◆ **Provided entries**:

>>>

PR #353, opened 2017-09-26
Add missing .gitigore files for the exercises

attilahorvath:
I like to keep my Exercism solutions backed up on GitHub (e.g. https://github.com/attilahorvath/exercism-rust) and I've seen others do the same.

<<<
>>>

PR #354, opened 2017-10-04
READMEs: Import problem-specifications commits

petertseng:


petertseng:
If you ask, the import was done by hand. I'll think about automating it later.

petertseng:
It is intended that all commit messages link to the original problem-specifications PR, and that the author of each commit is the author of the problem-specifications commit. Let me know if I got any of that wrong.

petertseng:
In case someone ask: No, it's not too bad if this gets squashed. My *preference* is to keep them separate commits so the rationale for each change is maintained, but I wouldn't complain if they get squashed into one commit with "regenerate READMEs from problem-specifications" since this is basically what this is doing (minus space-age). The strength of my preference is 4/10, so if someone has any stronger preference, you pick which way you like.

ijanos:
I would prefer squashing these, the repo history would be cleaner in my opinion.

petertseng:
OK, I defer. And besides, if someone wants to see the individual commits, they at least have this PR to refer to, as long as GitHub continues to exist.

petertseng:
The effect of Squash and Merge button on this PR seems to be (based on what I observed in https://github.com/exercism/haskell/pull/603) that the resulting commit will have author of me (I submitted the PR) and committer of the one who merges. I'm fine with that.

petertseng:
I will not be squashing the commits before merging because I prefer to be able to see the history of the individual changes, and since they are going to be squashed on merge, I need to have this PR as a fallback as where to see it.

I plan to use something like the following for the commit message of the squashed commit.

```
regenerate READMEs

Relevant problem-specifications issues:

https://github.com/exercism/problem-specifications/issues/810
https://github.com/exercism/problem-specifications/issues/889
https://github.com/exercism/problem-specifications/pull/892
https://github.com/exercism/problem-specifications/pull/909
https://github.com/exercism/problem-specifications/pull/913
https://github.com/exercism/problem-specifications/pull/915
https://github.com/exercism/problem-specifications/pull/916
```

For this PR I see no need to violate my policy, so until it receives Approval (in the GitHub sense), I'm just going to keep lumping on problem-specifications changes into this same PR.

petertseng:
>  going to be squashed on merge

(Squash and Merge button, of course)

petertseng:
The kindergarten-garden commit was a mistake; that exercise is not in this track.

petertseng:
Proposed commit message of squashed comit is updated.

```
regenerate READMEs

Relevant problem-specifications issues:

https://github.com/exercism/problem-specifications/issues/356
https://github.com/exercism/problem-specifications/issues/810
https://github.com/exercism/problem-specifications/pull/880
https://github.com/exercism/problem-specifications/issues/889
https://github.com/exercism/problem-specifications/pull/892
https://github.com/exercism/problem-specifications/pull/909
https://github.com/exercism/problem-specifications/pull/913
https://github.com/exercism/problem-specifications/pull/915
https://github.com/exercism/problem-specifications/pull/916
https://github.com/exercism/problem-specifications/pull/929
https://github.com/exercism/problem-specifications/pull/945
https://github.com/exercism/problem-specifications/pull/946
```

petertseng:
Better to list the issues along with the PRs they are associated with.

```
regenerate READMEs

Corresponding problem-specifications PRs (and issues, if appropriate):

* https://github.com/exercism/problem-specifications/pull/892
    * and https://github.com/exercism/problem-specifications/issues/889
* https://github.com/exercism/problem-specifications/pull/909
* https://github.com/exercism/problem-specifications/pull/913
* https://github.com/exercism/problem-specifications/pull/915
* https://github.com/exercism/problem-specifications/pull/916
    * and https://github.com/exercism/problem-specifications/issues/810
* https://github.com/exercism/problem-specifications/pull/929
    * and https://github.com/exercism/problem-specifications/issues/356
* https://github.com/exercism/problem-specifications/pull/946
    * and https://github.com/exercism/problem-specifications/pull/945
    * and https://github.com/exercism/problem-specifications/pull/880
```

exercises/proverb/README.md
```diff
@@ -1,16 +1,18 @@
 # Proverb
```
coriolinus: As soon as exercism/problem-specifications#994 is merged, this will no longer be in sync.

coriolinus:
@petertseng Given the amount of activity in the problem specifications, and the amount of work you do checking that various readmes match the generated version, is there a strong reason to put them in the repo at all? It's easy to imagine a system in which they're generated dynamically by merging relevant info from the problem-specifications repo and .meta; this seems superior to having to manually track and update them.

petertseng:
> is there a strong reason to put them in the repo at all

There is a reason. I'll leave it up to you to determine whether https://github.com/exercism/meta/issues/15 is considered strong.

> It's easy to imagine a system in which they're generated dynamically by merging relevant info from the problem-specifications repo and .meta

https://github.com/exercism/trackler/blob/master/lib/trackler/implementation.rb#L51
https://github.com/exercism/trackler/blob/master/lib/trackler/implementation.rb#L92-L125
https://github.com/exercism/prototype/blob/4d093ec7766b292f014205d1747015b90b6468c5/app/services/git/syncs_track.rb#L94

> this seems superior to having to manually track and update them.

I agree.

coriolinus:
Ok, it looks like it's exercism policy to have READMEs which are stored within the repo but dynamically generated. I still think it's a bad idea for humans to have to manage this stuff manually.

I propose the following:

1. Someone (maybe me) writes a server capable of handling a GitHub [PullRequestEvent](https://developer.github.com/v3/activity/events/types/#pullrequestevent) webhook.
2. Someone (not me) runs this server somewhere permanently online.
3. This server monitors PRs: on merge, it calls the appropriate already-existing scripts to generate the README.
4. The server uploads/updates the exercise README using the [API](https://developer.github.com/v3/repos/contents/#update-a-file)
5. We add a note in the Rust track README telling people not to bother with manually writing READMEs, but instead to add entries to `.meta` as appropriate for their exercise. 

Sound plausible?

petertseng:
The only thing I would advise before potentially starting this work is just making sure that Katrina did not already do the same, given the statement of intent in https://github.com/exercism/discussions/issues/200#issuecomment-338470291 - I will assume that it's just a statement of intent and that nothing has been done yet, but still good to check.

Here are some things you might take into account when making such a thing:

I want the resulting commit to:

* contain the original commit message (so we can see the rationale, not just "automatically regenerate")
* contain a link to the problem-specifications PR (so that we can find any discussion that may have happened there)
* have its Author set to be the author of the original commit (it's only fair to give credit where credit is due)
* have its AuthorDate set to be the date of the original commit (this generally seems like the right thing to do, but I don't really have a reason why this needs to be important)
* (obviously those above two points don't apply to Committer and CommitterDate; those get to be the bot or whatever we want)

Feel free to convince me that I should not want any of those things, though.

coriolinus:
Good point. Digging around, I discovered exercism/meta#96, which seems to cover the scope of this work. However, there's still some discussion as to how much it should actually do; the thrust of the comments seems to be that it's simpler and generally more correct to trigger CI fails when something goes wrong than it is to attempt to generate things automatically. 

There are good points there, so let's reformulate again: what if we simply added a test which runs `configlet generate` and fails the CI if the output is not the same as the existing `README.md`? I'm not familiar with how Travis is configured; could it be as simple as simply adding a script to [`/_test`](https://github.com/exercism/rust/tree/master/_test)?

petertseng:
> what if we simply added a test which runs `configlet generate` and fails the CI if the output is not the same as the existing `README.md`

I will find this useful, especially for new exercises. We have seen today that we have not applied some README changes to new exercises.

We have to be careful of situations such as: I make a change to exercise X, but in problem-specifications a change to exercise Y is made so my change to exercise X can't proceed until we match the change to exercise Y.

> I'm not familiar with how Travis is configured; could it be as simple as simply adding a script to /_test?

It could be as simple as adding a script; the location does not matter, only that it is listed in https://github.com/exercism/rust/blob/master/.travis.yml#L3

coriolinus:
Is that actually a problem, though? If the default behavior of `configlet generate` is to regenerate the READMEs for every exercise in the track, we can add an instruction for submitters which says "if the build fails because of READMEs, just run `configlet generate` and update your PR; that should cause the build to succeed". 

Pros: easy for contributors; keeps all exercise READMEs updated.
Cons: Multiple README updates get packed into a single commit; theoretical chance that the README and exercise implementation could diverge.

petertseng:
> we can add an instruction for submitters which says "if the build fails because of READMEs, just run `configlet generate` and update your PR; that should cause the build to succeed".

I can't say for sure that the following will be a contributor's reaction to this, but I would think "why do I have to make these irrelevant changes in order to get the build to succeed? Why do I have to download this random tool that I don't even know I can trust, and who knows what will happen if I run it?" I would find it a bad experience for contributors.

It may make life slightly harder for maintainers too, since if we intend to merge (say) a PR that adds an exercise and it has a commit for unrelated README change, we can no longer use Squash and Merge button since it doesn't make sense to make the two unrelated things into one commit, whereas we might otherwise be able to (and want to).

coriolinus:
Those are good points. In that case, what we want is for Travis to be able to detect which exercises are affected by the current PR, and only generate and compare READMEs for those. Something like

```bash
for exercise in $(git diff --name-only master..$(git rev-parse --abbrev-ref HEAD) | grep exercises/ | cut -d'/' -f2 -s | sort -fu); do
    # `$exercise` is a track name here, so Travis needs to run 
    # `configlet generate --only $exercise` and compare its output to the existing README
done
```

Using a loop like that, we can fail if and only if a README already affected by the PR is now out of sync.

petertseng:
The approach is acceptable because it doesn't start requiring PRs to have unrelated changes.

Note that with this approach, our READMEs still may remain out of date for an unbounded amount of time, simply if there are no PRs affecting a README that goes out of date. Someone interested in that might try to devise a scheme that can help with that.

<<<

◆ **What needs to be done**: Wherever a line in the data above holds the word "updates", copy that line.

◆ **Problem solution**:
4. The server uploads/updates the exercise README using the [API](https://developer.github.com/v3/repos/contents/#update-a-file)
Cons: Multiple README updates get packed into a single commit; theoretical chance that the README and exercise implementation could diverge.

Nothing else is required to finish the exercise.